Question

sample annual salaries (in thousands of dollars) for employees at a company are listed. 35 49 44 63 28 28 35 49 44 30 63 35 50 (a) find the sample mean and sample standard deviation. (b) each employee in the sample is given a 6% raise. find the sample mean and sample standard deviation for the revised data - set. (c) to calculate the monthly salary, divide each original salary by 12. find the sample mean and sample standard deviation for the revised data - set. (d) what can you conclude from the results of (a), (b), and (c)? (a) the sample mean is x = 42.5 thousand dollars. (round to one decimal place as needed.) (b) the sample mean is x = thousand dollars. (round to one decimal place as needed.) (c) the sample standard deviation is s = 12 thousand dollars. (round to one decimal place as needed.)

Explanation:

Step1: Calculate sample mean

The formula for the sample mean $\bar{x}=\frac{\sum_{i = 1}^{n}x_{i}}{n}$, where $x_{i}$ are the data - points and $n$ is the number of data - points.
We have the data set: $35,49,44,63,28,28,35,49,44,30,63,35,50$.
$n = 13$
$\sum_{i=1}^{13}x_{i}=35 + 49+44 + 63+28+28+35+49+44+30+63+35+50=552$
$\bar{x}=\frac{552}{13}\approx42.5$ (rounded to one decimal place)

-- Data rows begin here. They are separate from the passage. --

PR #21, opened 2015-06-18
Add support for non-nullable nested messages.

### LINKED ISSUE #20: Feature Request: Support for non-nullable nested messages.
[gogo protobuf generator](https://github.com/gogo/protobuf) has an option to generate non-nullable nested messages via an `[(gogoproto.nullable) = false]` option.

Could support for that be added to grpc-gateway in its `populateQueryParameter` func?

Since the code change is really small, I will make a PR that resolves this issue, but of course this it will need discussion/review.

shurcooL:
Nested messages with "[(gogoproto.nullable) = false]" option are generated as structs, rather than pointers to structs. Add support for such struct values to populate parameter functionality.

Add test case.

Resolves #20.

This PR is in need of review and discussion before merging.

### DIFF
--- a/runtime/query.go
+++ b/runtime/query.go
@@ -59,6 +59,9 @@ func populateQueryParameter(msg proto.Message, fieldPath []string, values []stri
 			}
 			m = f.Elem()
 			continue
+		case reflect.Struct:
+			m = f
+			continue
 		default:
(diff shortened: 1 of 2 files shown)


yugui:
LGTM.  Thank you for your contribution.

PR #30, opened 2015-07-08
Add f.Flush() to runtime.ForwardResponseStream

vvakame:
I think Flush is needed on receive JSON streaming.


hayate:
there is already a `f.Flush()` before the loop (https://github.com/gengo/grpc-gateway/pull/30/files#diff-c90e18d9d959604ec95823fb307c9f65R31)

yugui:
lgtm

PR #31, opened 2015-07-13
[Experimental] Make the response forwarder function customizable

yugui:
Sometimes RESTful API needs something does not fit to just call-return semantics -- e.g. redirection based on the result.
It looks to be natural to support such a thing in an the gateway rather than to emit extra information from gRPC backend.

Users can do that by customizing the forwarder function.


trinchan:
LGTM! thanks for this!

PR #34, opened 2015-07-27
Reflection fix of proto3 nested messages.

mwitkow-io:
This doesn't require any changes to golang/protobuf.
And reuses the code already written for query string filtering.


mwitkow-io:
This fixes https://github.com/gengo/grpc-gateway/issues/32

PR #38, opened 2015-08-13
rename internal to utilties for 1.5 compatibility

tmc:
fixes #36

PR #39, opened 2015-08-13
fix examples to work with go1.5

### LINKED ISSUE #37: Examples break with 1.5 because of import of "main" examples package
```
can't load package: $GOPATH/src/github.com/gengo/grpc-gateway/examples/server/main.go:10:2: import "github.com/gengo/grpc-gateway/examples" is a program, not an importable package
```

tmc:
Fixes #37


yugui:
LGTM, but IIUC it depends on #38 thus it is not ready to merge?

PR #42, opened 2015-08-17
Fix undefined variable error in generated codes

### LINKED ISSUE #35: Gateway code generation broken when rpc method with a streaming response has an input paramter
For example, for this proto file

```proto
syntax = "proto3";

package grpc.testing;

option java_package = "grpc.testing";

message Price {
	string symbol = 1;
	int32 price =2;
	// adding this later to existing code
	repeated string additionalSymbols = 3;
	// again added after the fact
	map<string,int32> symbolIds = 4;
}

message Id {
	int32 clientId = 1;
}

service TestService {
	rpc Ping (Price) returns (Price) {
		option (google.api.http) = {
			get: "/v1/test/ping/{symbol}/{price}"
		};
	}

	rpc StreamingPing (Price) returns (stream Price) {
		option(google.api.http) = {
			post: "/v1/test/streamingping/{symbol}"
		};
	}

	rpc PubSubPing (Id) returns (stream Price);

	rpc BiDirPing (stream Id) returns (stream Price);
}
```

The gateway code generated for the StreamingPing method does not compile. This only happens when the URL has a input param for a method with a streaming response.

yugui:
Fixes #35


examples/main.go
```diff
@@ -13,6 +13,7 @@ import (
 var (
 	echoEndpoint = flag.String("echo_endpoint", "localhost:9090", "endpoint of EchoService")
 	abeEndpoint  = flag.String("more_endpoint", "localhost:9090", "endpoint of ABitOfEverythingService")
+	flowEndpoint = flag.String("flow_endpoint", "localhost:9090", "endpoint of ABitOfEverythingService")
```
trinchan: `endpoint of ABitOfEverythingService` -> `endpoint of FlowService`

trinchan:
LGTM except small comment :)

examples/main.go
yugui: done

PR #47, opened 2015-08-30
Consider tail segments after deep wildcard

### LINKED ISSUE #23: Values containing slashes in URL template?
From reading https://github.com/google/googleapis/blob/master/google/api/http.proto, it suggests that some parameters may be a part of the URL template, for example:

```
get: "/v1/messages/{message_id}"
get: "/v1/users/{user_id}/messages/{message_id}"
```

HTTP | RPC
-----|-----
GET /v1/messages/123456 | GetMessage(message_id: "123456")
GET /v1/users/me/messages/123456 | GetMessage(user_id: "me" message_id: "123456")

However, if I'm [reading this spec right](https://github.com/google/googleapis/blob/9b937a277493f73c531f517c340ac63f97b0d029/google/api/http.proto#L182-L189), those values may not contain slashes, can they?

For example, suppose I wanted to define:

```
get: "/v1/dirs/{dir_path}"
```

And have the following HTTP requests match:

HTTP | RPC
-----|-----
GET /v1/dirs/foo | GetDirs(dir_path: "foo")
GET /v1/dirs/foo/bar | GetDirs(dir_path: "foo/bar")
GET /v1/dirs/foo/bar/baz | GetDirs(dir_path: "foo/bar/baz")

Only the first will get matched, the other two will not. Is that so?

Is it true that there's no way to have all 3 of the above paths get matched, as long as grpc-gateway follows that `google.api.http` spec? Is the only alternative to use URL queries, like
`GET /v1/dirs?dir_path=foo/bar/baz`?

If so, that seems to put a heavy restriction on one's ability to create RESTful APIs using `grpc-gateway`, since it's often desirable to have some slash separated paths as values.

yugui:
Fixes #23.
c.f. https://groups.google.com/d/msg/grpc-io/51-kF_Fof2o/ddalFby8gh8J

### DIFF
--- a/runtime/pattern.go
+++ b/runtime/pattern.go
@@ -173,8 +173,13 @@ func (p Pattern) Match(components []string, verb string) (map[string]string, err
 			stack = append(stack, c)
 			pos++
 		case utilities.OpPushM:
-			stack = append(stack, strings.Join(components[pos:], "/"))
-			pos = len(components)
+			end := len(components)
+			if end < pos+p.tailLen {
+				return nil, ErrNotMatch
+			}
+			end -= p.tailLen
+			stack = append(stack, strings.Join(components[pos:end], "/"))
+			pos = end
 		case utilities.OpConcatN:
 			n := op.operand
 			l := len(stack) - n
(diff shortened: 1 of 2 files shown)


hayate:
:+1:  LGTM

PR #49, opened 2015-09-03
Configure Travis CI

yugui:
* Upgrade protoc version
* Upgrade go version
* Make CI faster and strict

### DIFF
--- a/.travis.yml
+++ b/.travis.yml
@@ -15,8 +15,8 @@ before_install:
 install:
 - go get github.com/gengo/grpc-gateway/protoc-gen-grpc-gateway
 script:
-- make examples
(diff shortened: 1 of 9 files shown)


.travis.yml
```diff
@@ -1,26 +1,29 @@
+branches:
+  only:
+    - master
 language: go
-
+sudo: false
 go:
-- 1.3
+- 1.4
```
shurcooL: Why 1.4 and not 1.5, which is the latest official release?

yugui: certainly. fixed.

hayate:
LGTM

.travis.yml
shurcooL: Thanks!

PR #512, opened 2018-01-02
Generate "Description" and "TermsOfService" fields

lukasmalkmus:
Both fields have been implemented but were not properly generated and thus not present in the resulting swagger spec.


lukasmalkmus:
I signed it!

tmc:
Ideally this would be covered in test but this is a small enough change that I’ll approve.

Step2: Calculate sample standard deviation

The formula for the sample standard deviation $s=\sqrt{\frac{\sum_{i = 1}^{n}(x_{i}-\bar{x})^{2}}{n - 1}}$
First, calculate $(x_{i}-\bar{x})^{2}$ for each $x_{i}$:
$(35 - 42.5)^{2}=(-7.5)^{2}=56.25$
$(49 - 42.5)^{2}=(6.5)^{2}=42.25$
$(44 - 42.5)^{2}=(1.5)^{2}=2.25$
$(63 - 42.5)^{2}=(20.5)^{2}=420.25$
$(28 - 42.5)^{2}=(-14.5)^{2}=210.25$
$(28 - 42.5)^{2}=(-14.5)^{2}=210.25$
$(35 - 42.5)^{2}=(-7.5)^{2}=56.25$
$(49 - 42.5)^{2}=(6.5)^{2}=42.25$
$(44 - 42.5)^{2}=(1.5)^{2}=2.25$
$(30 - 42.5)^{2}=(-12.5)^{2}=156.25$
$(63 - 42.5)^{2}=(20.5)^{2}=420.25$
$(35 - 42.5)^{2}=(-7.5)^{2}=56.25$
$(50 - 42.5)^{2}=(7.5)^{2}=56.25$

$\sum_{i = 1}^{13}(x_{i}-\bar{x})^{2}=56.25+42.25 + 2.25+420.25+210.25+210.25+56.25+42.25+2.25+156.25+420.25+56.25+56.25 = 1781$

$s=\sqrt{\frac{1781}{12}}\approx12.2$ (rounded to one decimal place)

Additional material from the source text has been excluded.